-- Problem statement --
Only lines holding the word "onto" should be copied from the material.
================
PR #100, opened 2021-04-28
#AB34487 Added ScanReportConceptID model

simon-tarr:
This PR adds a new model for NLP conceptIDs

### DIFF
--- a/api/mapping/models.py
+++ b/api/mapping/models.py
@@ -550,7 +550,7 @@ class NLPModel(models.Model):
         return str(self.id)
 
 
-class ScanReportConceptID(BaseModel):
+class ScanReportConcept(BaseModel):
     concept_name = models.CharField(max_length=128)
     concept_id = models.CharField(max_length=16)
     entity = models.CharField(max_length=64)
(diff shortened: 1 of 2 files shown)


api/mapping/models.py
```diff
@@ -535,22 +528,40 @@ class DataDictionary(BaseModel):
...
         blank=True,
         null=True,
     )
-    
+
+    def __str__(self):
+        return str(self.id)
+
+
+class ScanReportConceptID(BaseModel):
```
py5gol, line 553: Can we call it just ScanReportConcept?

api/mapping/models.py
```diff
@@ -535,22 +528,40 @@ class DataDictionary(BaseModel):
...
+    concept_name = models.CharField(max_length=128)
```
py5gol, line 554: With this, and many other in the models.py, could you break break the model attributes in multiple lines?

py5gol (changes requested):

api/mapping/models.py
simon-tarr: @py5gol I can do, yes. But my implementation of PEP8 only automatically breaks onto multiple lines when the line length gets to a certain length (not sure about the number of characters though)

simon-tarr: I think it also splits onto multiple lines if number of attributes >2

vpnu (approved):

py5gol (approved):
================
-- Answer area --
simon-tarr: @py5gol I can do, yes. But my implementation of PEP8 only automatically breaks onto multiple lines when the line length gets to a certain length (not sure about the number of characters though)
simon-tarr: I think it also splits onto multiple lines if number of attributes >2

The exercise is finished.